Economics

Income inequality and the education of Jonathan Chait

New York magazine writer Jonathan Chait, always a good read, apparently believes a) income inequality is exploding like a supernova, and b) the American middle-class is no better off today than it was 30 years ago.

In fact, he believes the evidence for those beliefs so incontrovertible/bullet-proof/ironclad, that anyone challenging them is a “denier” and should be shunned like someone contesting the Holocaust—or even global warming. In other words, you should pay absolutely no attention to the following uncomfortable evidence:

1. Research by Northwestern University professor Robert Gordon, generally a liberal fave, finds that “not only has the increase of inequality been exaggerated, but it has ceased. The excess growth of mean relative to median income reversed itself after 2000.” But maybe he is somehow saying just the opposite, that it has actually not ceased. Weird, that.

2. And Gordon—who, in all fairness, does think incomes are more unequal today than a generation ago—has this to say about supposedly stagnant middle-class wages: “Correcting the upward bias of the official [consumer price index] adds more than 1 percent per year to official estimates of the growth in median and mean wages. Cumulatively since 1977, my best estimate of the upward bias in the CPI cumulates to 38 percent between 1977 and 2006.”

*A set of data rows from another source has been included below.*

Issue #2684, opened 2020-12-10
Support graphics roles in the aria-roles rule


TwoLaid:
Expectation: The `aria-roles` rule should pass on elements that use graphics roles such as `graphics-document` and `graphics-object`.

Actual: The rule fails when the website contains an element with `role="graphics-document"`

Motivation: As far as I can tell, these roles already have decent support, and are even used in some of the internal axe-core tests, such as https://github.com/dequelabs/axe-core/blob/f2f15377c917d0b6fc27d2181f64ebef26e5a9b0/test/integration/rules/svg-img-alt/svg-img-alt.html or the `svg-img-alt` rule.

<pre><code>
axe-core version: 3.5.5
axe-webdriver, extension or other integration version: n/a

Browser and Assistive Technology versions: macOS Catalina, VoiceOver and Safari

For Tooling issues:
- Node version: 12
- Platform:  macOS
</code></pre>

straker:
Thanks for the issue. We've been [meaning to get them added](https://github.com/dequelabs/axe-core/issues/1189). Would that be something you'd be interested in opening a pr for?

If so, I'd be happy to walk you through it. You'd just add a new file in [lib/standards](https://github.com/dequelabs/axe-core/tree/develop/lib/standards) called `graphicRoles` and then add each [graphic role](https://www.w3.org/TR/graphics-aria-1.0/) as documented by the [aria-roles doc](https://github.com/dequelabs/axe-core/blob/develop/doc/standards-object.md#aria-roles).

TwoLaid:
Yes, I'm interested in contributing! Thank you for the pointers.

WilcoFiers:
Issue resolved, closing the ticket.

Issue #1189, opened 2018-10-10
Add ARIA graphics module roles


WilcoFiers:
Add ARIA graphics module roles to the ARIA roles list as unsupported roles:
https://www.w3.org/TR/graphics-aria-1.0/

PR #2761, opened 2021-01-18
feat(standards): add graphics roles

TwoLaid:
Add support for roles of the WAI-ARIA Graphics Module: https://www.w3.org/TR/graphics-aria-1.0/#introduction

* Adds three new roles: `graphics-document`, `graphics-object`, `graphics-symbol`
* Adjusts existing standards test
* Extends Typescript types for the new roles
* Adds documentations for the new roles

Closes issue: https://github.com/dequelabs/axe-core/issues/2684 and https://github.com/dequelabs/axe-core/issues/1189.


axe.d.ts
```diff
@@ -162,7 +167,7 @@ declare namespace axe {
     unsupported?: boolean;
   }
   interface AriaRoles {
-    type: AriaRolesType | DpubRolesType;
```
straker, line 165: I don't think this is correct. The `type` should be the `type` property from the role, which is just `structure` for each one. So you shouldn't need a new type for this as `AriaRoleTypes` covers strcuture.

straker (changes requested):
Nice work! I'll let @WilcoFiers do a final review on this one to make sure we're not missing something.

axe.d.ts
```diff
@@ -162,7 +167,7 @@ declare namespace axe {
...
+    type: AriaRolesType | DpubRolesType | GraphicsRolesType;
```
straker, line 170: I don't think this is correct. The type should be the type property from the role, which is just structure for each one. So you shouldn't need a new type for this as AriaRoleTypes covers strcuture.

TwoLaid: Yes, you're absolutely right. I misunderstood that bit. Removing it now.

WilcoFiers (approved):

WilcoFiers:
@TwoLaid Thank you so much for the contribution! Much appreciated.

WilcoFiers:
Security app isn't responding. -- I reviewed this PR for security.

3.  In a blockbuster, the blog Political Calculations finds that “there has been absolutely no meaningful change in the inequality of individual income earners in the years from 1994 through 2010. … It would seem then that the real complaint of such people isn’t about rising income inequality, but rather, how people choose to group themselves together into their families and households.”

4. Brand-new research from University of Chicago’s Bruce Meyer and Notre Dame’s James Sullivan, who find that “median income and consumption both rose by more than 50 percent in real terms between 1980 and 2009.”

5.  A 2008 paper by Christian Broda and John Romalis from the University of Chicago documents how traditional measures of inequality ignore how inflation affects the rich and poor differently: “Inflation of the richest 10 percent of American households has been 6 percentage points higher than that of the poorest 10 percent over the period 1994–2005. This means that real inequality in America, if you measure it correctly, has been roughly unchanged.”

Now that is a lot of information. Economics is hard! So much easier to lackadaisically regurgitate the findings of economists like Thomas Piketty and Emmanuel Saez or the Congressional Budget Office with absolutely no context, qualification, or nuance.

10 thoughts on “Income inequality and the education of Jonathan Chait

  1. So much easier to lackadaisically regurgitate the findings of economists…

    Yes, regurgitating information without comprehending it is much easier.

    Let’s take item 3 on your list.

    The Ginni coefficients computed in that post (which purports to show that they haven’t risen over recent decades) were computed by binning the US population into income ranges, and treating the lower-end of the income range as the income for everyone in that bin.

    The top bin, however, is “$100,000 and over”. So the Ginni coefficient was computed by assuming that all those folks income was fixed at $100,000.

    Now, it’s no surprise that you:

    1) drastically underestimate income inequality if you pretend that everyone making over $100,000 (including the top 1%) makes only $100,000.
    2) completely miss any change in the share of income going to the top 1% by pretending that their income has stayed fixed (at $100,000).

    The question is: why would anyone who bothered to think about the graph, and how it was obtained, for more than 30 seconds, tout it in not one, but two blog posts?

    • James is used to it. He’s not trying to win an argument; he’s trying to earn a grossly inflated salary for gently reassuring the rich and powerful.

  2. “median income and consumption both rose by more than 50 percent in real terms between 1980 and 2009.”

    And GDP has grown 85% in that same time span, indicating that income was distributed disproportionately to the top half of the income distribution. It’s like you don’t even understand the statistics you cite.

  3. “Now that is a lot of information. Economics is hard! So much easier to lackadaisically regurgitate the findings of economists”

    Did you really write that after your 200 word post. I think that irony is not your strong suit.

  4. Yup, I’m with physguy on this – either you were taken in by the “Blockbuster” graph that binned the data to fit the desired outcome, or you understood that it was hiding a huge growth in income inequality at the very top but cited it anyway, hoping misinform even more people.

    Either you made a mistake, or you’re a real douchebag.

  5. One might think James is missing the neo-Gilded Age forest for the trees, but, much like his climate research, James is not interested in the truth. He’s interest in participating in some of that Gilded Age forest. I wonder if “propagandist for Coal financed think thank” can get one that sweet, sweet candy?